Assignments

I am on assignment now and am traveling in India; today I am in Ladakh.  People often ask me how I get started on an assignment. 

Most of my photographic projects now involve places I’ve already been to and experienced. With the monsoon in India, I had already been experiencing it, actually living it, for two or three years.

I did a story recently on the Bamiyan region in Afghanistan, the home of the Hazara people, a  people who came to Afghanistan perhaps a thousand years ago. They are a very peaceful, long-suffering tribe, who somehow end up on the short end of the stick. They are more mistreated than the Kurds and do all of the menial jobs. The giant Buddhas they had protected for centuries were destroyed by the Taliban, and hundreds of Hazara villages were burned and the people were murdered.  I’d already spent years observing them and living among them.

So, as far as research goes, I want to arrive at a place with a pretty good idea of what I’m going to do. But there’s no point, really, in spending time trying to come up with a lot of pre-conceived ideas because you will always end up being disappointed. I usually get to a place and immerse myself in the situation and then go from there.  Since I’ve been so many places I have a long list of situations and places and people that I would love to photograph.

Since I’ve always been interested in photographing Afghanistan, South Asia, Tibet and Buddhist countries, it’s  a continuum rather than an assignment. I might get an assignment, but it’s really adding to my body of work. 

While focusing on the assignment, it’s important to understand the big picture and  how it will contribute to your personal archive.

14 Responses to “Assignments”

  1. Dear Steve,

    Thank you so much for your inspiring photographs. Because you take so much effort to understand the environments and cultures that you photograph, there’s so much frankness and beauty in what you see and what you make us see through your photographs. I think you’ve made the most important point – that one really has to experience the places and be with the people before one photographs them. It brings a whole new dimension to the story behind the photograph.

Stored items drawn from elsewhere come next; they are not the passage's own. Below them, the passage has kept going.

PR #132, opened 2026-07-29
refactor(domains-dns): cut the trigger list and the tail index

ericrisco:
Context-engineering pass on `domains-dns` against `scripts/skill-rubric.md`. Format only — no recommendation, version, command, RFC citation or figure changed.

## Numbers

| | Before | After |
| --- | --- | --- |
| `description` chars | 754 | **338** (≤350 target, 1024 hard limit) |
| Body bytes | 11242 | **9841** |
| Body lines | 146 | **131** (≤400 ceiling) |
| eval-lint | PASS | **PASS** (7 should_trigger, 5 should_not_trigger, 1 capability) |

## Description

Dropped the ten-phrase, three-language `Triggers:` list. It is in context on every turn the skill is installed, invoked or not, and the model matches by meaning. The rewrite keeps what discriminates — the record types, apex vs www, TLS, cutover — and states the boundary against the two siblings it is genuinely confusable with:

> Use when pointing a domain at a host or fixing broken HTTPS — delegating nameservers, writing A/AAAA/CNAME/ALIAS/MX/TXT/CAA rows, apex vs www, standing up auto-renewing TLS, and cutting nameservers over without downtime. NOT inbox placement or warmup (that is `email-deliverability`), NOT what runs behind the name (that is `deployment`).

Both siblings exist under `skills/`.

## What went

- **The `Triggers:` phrase list** (~410 chars of the description).
- **The "Verification checklist before you call it done"** — its five items mapped one-to-one, in order, onto the five commands in the fenced block directly above it. Its two criteria that were not pure restatement (complete chain with `notAfter` ahead; www and apex on one canonical host) are exactly what `scripts/verify.sh` already audits, so the checklist is replaced by a one-line pointer to that script.
- **The trailing "References & siblings" index.** `record-cookbook.md` and `tls-and-acme.md` were already linked inline at point of use; `verify-and-debug.md` and `scripts/verify.sh` now are too, in the Verify section. The route-out paragraph repeated the description's boundary, and its `cloudflare` / `vercel` / `email-deliverability` links already appear inline in the body.

**Reference invariant holds:** all three files under `references/` are linked from the body.

## What stayed, on purpose

- **The anti-patterns table, all nine rows.** The rubric requires one, and this is not a rule bank or a rationalization table — no STOP framing, no excuse/reality columns. Every row names a concrete failure mode, why it bites, and the fix.
- **Resolution order is debug order** (name → delegation → records → TLS) — the core teaching, and the reason the skill routes at all.
- **Two decision tables where the flow genuinely branches**: where to host the zone, and HTTP-01 vs DNS-01.
- **The apex bad/good record pair** — judgment taught by demonstration.
- **The TLS rules block** — each rule already sits at point of use and names the failure it prevents (CAA before issuance, fullchain vs leaf, staging vs the 50-cert limit).
- **The nameserver cutover sequence** and the record cookbook summary table.
- No result-envelope block existed and none was added.

## Verification

- `bash scripts/eval-lint.sh | grep -E '^domains-dns +'` → PASS
- `npm test` / `npm run validate` not run — no `node_modules` in the worktree, per the migration brief.

### DIFF
--- a/skills/domains-dns/SKILL.md
+++ b/skills/domains-dns/SKILL.md
@@ -1,6 +1,6 @@
 ---
 name: domains-dns
-description: "Use when pointing a custom domain at a host, fixing broken HTTPS, choosing apex vs www, or publishing DNS rows — registering/delegating a name, writing A/AAAA/CNAME/ALIAS/MX/TXT/CAA/SRV records, standing up auto-renewing TLS, or cutting nameservers over without downtime. Triggers: 'point example.com at Vercel', 'set up DNS for the domain', 'NET::ERR_CERT_AUTHORITY_INVALID', 'CNAME flattening / ALIAS at the apex', 'dig +trace still shows the old IP', 'need a CAA record for Let's Encrypt', 'publish the SPF/DKIM/DMARC/MX rows', 'apuntar el dominio', 'el certificado caducó y no renueva', 'configurar els registres DNS'. NOT inbox placement / warmup / spam-rate tuning (that is email-deliverability), NOT what runs behind the name (that is deployment)."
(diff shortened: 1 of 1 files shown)


ericrisco:

PR #133, opened 2026-07-29
refactor(electron): cut the trigger list from the description and merge the duplicate rule tables

ericrisco:
Migrates `skills/electron/SKILL.md` to the Claude-5-era authoring rubric. Format pass only — no recommendation, version, command or figure changed.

    Thank you so much for your wonderful work – needless to say, anyone with a keen interest in photography always aspires to capture our world with the same honesty and passion that you do

  2. Hi Steve, excellent post, as usual. I finally figured out how to get to the navigation (duh!). Big fan, thanks for sharing with us.

  3. it will be my pleasure to escort you around this historical city Allahabad in uttar pradesh, to explore the most amazing things which world has never been introduced to :) any time !!!

  4. thanks for such wonderfull photos and natural live information…. much admired

  5. wonderfully put and written by the writer ….. thank you much for such amazing photos and natural live information… much touched and admired all the selections…

  6. Hi
    For me when it comes to photogrphay first its GOD and then its you!!
    I think know one can take human photography better than you.
    If you can , just let me know one thing – how do u take such shots at such low light. can u put the EXIF data as well its learing for people like us.

  7. Steve –

    Add me to your list of big fans!

    Your Blog is now bookmarked.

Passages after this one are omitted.